TASK TO CARRY OUT
Select the lines below containing the word "expert".

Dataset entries
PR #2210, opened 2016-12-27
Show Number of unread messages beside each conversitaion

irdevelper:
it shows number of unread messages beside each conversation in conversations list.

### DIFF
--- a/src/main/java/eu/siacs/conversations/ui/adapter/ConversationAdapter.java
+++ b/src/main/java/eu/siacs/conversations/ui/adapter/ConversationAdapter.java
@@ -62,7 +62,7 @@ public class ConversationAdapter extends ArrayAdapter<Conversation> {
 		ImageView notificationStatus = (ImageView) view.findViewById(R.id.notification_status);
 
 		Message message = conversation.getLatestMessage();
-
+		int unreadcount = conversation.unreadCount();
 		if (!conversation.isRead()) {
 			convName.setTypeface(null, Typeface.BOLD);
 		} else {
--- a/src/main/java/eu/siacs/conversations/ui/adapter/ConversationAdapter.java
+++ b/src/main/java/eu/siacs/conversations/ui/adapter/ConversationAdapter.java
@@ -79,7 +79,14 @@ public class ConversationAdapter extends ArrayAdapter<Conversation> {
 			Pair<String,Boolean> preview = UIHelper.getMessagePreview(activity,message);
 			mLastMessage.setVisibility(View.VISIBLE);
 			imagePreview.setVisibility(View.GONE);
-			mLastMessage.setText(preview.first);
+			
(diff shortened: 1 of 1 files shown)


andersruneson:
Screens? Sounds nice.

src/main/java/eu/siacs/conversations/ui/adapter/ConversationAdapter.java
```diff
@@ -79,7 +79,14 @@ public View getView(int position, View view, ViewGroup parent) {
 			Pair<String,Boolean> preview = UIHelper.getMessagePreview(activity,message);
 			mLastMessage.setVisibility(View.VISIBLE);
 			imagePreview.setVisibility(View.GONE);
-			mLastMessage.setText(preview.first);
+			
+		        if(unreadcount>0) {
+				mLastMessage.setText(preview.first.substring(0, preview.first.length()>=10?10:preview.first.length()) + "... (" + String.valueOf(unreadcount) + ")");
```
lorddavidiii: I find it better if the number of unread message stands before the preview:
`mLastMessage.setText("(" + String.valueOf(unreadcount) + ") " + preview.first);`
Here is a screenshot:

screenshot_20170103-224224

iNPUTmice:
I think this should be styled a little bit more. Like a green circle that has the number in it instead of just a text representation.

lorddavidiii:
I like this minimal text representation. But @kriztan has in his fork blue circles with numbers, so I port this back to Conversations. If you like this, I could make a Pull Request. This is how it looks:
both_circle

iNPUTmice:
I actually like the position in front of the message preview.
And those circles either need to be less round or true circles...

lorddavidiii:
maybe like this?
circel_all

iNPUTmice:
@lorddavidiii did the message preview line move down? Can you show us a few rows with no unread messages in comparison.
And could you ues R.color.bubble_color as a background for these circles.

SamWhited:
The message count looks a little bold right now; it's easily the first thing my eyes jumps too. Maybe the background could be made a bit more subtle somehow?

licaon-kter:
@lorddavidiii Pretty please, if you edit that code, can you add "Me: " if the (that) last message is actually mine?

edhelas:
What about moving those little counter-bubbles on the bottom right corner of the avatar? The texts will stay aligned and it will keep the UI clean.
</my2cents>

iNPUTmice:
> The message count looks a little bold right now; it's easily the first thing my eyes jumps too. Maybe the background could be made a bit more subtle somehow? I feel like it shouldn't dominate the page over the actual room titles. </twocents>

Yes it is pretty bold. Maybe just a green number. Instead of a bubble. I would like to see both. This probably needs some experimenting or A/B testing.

* * *

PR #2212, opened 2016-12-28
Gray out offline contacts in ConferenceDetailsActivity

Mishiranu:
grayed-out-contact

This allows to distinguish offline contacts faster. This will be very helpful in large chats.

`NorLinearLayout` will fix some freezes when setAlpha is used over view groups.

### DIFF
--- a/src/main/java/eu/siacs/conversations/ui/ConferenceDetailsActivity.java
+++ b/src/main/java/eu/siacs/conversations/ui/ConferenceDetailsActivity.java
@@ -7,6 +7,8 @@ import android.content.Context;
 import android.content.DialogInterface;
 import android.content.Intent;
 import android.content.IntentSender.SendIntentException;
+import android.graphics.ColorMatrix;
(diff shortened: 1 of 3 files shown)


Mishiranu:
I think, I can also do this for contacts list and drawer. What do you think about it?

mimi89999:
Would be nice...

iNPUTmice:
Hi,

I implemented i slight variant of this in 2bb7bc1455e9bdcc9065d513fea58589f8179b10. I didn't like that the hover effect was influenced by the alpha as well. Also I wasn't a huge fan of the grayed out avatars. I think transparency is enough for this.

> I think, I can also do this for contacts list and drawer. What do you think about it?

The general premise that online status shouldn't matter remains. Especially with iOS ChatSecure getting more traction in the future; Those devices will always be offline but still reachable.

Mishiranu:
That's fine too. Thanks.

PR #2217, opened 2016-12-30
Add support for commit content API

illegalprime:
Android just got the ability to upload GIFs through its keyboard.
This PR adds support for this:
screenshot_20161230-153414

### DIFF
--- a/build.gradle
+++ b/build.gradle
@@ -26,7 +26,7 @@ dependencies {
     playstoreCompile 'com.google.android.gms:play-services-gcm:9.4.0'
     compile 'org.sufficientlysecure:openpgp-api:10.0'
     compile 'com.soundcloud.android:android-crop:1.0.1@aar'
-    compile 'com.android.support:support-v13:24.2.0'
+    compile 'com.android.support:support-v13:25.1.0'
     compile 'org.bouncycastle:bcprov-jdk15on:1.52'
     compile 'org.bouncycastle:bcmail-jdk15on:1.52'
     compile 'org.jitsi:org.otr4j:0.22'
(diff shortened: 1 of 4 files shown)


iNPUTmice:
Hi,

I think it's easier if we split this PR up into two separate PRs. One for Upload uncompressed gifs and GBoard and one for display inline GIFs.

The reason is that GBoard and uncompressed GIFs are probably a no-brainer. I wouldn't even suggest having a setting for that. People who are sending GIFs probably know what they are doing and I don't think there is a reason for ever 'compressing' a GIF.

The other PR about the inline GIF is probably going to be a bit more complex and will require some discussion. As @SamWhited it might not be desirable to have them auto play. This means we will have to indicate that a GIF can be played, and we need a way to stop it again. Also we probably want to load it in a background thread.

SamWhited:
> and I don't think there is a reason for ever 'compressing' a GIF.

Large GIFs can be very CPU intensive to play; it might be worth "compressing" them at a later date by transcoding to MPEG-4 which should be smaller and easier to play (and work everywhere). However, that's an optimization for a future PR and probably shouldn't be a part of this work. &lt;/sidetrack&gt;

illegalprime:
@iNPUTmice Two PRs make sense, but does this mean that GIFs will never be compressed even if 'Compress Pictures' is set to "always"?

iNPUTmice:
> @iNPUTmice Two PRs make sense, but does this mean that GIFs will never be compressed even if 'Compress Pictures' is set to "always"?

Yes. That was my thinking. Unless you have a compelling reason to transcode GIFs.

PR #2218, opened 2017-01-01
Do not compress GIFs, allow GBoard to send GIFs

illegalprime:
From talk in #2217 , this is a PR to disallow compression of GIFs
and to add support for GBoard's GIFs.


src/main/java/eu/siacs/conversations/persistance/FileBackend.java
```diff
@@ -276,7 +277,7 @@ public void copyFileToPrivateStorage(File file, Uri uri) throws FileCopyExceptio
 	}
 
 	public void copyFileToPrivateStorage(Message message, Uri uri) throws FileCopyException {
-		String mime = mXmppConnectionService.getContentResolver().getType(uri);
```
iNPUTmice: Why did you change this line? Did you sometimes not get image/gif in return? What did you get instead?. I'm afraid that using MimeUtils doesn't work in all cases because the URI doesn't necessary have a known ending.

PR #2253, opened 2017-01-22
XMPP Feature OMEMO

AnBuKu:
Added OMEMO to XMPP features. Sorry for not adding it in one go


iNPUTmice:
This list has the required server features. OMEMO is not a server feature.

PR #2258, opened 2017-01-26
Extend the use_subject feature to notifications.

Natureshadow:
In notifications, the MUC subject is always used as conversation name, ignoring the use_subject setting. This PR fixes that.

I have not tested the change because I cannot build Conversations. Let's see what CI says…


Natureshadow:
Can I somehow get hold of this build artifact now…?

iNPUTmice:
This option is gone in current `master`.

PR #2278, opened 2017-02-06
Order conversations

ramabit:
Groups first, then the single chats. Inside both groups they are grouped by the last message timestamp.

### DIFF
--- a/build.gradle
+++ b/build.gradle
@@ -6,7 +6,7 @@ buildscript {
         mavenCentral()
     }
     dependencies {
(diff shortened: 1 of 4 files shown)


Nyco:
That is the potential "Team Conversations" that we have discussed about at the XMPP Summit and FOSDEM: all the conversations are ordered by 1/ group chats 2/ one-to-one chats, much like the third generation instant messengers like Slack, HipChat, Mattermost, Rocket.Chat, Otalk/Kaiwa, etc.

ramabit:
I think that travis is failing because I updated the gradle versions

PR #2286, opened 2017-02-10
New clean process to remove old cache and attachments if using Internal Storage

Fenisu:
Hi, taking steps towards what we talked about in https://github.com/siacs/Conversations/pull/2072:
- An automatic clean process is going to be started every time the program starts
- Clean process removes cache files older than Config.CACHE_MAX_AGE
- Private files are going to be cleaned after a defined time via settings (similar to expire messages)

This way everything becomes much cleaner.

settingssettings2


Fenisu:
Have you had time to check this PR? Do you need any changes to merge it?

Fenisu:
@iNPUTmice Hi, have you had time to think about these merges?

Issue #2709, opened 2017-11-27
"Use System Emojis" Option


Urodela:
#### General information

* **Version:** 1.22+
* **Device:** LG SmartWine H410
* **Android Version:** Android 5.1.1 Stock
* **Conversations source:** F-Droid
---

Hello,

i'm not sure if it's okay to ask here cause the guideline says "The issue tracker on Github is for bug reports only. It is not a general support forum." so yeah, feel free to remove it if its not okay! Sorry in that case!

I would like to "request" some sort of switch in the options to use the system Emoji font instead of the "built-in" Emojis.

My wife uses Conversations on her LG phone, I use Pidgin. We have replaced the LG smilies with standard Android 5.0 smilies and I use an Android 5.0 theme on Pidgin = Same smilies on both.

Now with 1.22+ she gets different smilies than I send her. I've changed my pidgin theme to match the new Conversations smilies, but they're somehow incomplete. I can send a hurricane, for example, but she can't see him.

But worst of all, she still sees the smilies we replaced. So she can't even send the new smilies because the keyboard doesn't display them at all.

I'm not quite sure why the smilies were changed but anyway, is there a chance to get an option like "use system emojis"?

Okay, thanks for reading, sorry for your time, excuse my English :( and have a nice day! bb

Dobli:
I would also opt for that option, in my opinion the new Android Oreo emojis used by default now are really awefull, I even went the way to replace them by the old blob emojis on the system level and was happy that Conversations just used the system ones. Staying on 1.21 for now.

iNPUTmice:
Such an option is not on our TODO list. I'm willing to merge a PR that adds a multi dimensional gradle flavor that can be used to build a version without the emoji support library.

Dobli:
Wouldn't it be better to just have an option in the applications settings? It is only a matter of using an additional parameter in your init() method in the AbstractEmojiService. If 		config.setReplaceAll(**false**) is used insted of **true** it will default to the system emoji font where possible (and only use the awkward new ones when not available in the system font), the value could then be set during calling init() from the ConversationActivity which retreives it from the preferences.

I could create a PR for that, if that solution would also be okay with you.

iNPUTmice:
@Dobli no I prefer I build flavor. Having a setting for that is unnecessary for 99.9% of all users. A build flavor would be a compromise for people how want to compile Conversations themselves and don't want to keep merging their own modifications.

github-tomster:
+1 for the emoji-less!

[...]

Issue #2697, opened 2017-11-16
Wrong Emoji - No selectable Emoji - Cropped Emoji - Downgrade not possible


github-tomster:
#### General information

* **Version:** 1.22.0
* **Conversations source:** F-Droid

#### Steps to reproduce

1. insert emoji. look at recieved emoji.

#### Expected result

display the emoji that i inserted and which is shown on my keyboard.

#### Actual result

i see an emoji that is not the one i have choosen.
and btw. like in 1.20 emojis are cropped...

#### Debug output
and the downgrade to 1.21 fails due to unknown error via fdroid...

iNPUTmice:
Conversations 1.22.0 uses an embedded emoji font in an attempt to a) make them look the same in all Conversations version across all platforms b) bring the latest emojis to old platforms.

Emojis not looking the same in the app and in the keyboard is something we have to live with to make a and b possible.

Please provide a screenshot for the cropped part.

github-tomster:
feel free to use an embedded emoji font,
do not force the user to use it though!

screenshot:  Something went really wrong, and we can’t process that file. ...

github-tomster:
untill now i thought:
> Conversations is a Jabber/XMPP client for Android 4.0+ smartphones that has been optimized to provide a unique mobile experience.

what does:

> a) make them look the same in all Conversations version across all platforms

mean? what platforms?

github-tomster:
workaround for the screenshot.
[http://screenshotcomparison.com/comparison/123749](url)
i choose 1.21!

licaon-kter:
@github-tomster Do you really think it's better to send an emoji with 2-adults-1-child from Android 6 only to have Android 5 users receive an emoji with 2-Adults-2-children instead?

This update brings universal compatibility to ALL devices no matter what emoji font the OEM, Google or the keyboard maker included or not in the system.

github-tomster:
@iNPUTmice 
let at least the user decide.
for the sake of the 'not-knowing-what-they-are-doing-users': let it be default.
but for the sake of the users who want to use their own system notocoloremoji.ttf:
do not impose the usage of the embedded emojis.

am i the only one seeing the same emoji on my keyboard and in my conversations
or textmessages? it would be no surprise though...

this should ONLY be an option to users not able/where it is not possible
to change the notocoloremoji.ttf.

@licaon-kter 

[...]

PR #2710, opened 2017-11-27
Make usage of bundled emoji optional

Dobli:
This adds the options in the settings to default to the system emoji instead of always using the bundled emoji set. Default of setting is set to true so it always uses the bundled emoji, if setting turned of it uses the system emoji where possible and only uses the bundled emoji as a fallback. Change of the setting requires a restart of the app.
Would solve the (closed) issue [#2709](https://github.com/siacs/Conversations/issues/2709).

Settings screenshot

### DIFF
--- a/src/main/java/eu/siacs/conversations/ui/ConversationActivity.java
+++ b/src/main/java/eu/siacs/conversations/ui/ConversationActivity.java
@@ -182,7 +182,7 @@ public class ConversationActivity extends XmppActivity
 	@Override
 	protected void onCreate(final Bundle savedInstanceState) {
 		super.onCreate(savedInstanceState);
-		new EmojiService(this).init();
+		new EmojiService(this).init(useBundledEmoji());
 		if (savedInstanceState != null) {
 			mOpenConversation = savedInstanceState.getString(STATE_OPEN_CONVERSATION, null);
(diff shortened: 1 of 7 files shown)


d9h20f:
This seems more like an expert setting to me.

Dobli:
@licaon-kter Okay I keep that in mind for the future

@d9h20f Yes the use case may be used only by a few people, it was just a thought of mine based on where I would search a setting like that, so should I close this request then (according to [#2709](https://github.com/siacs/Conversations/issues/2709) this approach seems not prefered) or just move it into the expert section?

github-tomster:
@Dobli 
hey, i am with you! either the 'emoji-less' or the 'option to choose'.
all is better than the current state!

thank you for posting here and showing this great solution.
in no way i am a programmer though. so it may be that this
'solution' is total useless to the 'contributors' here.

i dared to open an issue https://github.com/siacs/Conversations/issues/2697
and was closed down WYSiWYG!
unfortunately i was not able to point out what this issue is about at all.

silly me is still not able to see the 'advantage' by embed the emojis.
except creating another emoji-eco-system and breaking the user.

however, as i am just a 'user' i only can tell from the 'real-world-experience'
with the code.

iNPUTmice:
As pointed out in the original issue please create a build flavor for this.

---

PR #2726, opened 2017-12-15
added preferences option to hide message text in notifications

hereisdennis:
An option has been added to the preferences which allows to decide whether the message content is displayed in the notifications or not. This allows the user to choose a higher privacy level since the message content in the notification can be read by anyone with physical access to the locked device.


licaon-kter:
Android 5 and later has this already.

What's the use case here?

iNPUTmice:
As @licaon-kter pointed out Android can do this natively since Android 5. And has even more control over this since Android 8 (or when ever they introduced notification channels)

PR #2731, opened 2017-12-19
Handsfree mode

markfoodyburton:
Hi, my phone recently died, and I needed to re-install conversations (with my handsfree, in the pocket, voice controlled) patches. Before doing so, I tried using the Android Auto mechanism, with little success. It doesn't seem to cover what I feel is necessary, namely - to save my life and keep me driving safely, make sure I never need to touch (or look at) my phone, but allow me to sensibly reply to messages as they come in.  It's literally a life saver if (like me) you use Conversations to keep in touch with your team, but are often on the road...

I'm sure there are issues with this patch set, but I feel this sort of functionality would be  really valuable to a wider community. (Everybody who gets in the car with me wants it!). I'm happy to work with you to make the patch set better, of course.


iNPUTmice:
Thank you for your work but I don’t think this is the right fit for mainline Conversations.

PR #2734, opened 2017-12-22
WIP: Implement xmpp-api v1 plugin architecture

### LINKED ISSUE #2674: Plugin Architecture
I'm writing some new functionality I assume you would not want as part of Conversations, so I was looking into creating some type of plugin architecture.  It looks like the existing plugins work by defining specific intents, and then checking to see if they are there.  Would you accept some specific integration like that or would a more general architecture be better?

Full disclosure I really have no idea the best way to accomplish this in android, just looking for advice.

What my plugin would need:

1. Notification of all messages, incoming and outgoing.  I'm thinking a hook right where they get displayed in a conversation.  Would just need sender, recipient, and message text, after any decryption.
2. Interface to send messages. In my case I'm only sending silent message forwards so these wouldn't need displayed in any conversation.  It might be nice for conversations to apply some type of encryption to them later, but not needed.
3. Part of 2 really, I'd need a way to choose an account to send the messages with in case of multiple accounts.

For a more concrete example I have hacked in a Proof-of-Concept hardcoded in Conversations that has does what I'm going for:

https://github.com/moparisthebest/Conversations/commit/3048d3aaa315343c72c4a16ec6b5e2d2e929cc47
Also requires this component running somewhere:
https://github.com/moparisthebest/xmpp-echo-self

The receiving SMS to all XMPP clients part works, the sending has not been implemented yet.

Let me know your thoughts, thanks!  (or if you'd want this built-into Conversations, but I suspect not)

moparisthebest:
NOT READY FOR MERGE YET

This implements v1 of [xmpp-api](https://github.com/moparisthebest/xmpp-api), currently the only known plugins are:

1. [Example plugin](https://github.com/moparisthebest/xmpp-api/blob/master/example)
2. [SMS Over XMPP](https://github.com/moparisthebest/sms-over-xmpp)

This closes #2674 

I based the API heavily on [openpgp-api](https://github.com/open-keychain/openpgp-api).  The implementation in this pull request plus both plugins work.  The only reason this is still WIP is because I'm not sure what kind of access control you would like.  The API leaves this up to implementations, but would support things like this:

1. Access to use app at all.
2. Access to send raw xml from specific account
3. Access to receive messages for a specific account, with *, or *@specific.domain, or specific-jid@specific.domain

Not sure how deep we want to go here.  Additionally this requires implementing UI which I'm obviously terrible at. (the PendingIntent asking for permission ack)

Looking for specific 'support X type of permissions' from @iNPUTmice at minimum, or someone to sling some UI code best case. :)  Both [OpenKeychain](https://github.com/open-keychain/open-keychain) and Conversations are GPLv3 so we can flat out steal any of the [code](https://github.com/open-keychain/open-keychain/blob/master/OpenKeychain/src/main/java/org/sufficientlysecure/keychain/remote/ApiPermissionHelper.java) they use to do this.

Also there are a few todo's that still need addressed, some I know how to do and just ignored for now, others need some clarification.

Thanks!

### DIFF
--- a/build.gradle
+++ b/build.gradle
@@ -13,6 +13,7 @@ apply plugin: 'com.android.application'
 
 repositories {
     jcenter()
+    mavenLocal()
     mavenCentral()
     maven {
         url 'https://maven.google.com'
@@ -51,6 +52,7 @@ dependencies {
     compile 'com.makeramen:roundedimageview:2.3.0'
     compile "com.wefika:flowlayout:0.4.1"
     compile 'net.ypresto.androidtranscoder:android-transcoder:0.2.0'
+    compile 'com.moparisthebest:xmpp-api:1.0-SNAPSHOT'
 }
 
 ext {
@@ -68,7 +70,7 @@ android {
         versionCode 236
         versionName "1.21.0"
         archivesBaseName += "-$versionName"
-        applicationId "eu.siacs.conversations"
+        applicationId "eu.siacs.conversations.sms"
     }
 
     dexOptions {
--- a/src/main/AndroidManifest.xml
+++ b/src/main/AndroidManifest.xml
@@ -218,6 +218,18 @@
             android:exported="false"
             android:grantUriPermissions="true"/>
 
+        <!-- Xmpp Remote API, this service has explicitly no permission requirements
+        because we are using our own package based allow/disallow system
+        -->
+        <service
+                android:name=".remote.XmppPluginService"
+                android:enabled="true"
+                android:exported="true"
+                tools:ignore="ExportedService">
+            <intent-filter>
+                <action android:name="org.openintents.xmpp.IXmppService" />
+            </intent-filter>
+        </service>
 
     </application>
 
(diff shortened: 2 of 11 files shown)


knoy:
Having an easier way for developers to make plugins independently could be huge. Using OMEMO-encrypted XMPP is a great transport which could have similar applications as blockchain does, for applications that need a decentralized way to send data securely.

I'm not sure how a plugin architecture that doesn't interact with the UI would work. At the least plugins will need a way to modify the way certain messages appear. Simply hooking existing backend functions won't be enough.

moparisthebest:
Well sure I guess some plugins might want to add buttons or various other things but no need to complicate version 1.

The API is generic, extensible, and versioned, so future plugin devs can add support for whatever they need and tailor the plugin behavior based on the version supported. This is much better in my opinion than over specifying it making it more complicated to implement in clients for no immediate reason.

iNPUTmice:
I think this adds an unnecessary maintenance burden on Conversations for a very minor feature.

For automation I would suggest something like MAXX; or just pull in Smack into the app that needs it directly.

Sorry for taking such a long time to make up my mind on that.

SOLVED EXERCISE
This seems more like an expert setting to me.
@d9h20f Yes the use case may be used only by a few people, it was just a thought of mine based on where I would search a setting like that, so should I close this request then (according to [#2709](https://github.com/siacs/Conversations/issues/2709) this approach seems not prefered) or just move it into the expert section?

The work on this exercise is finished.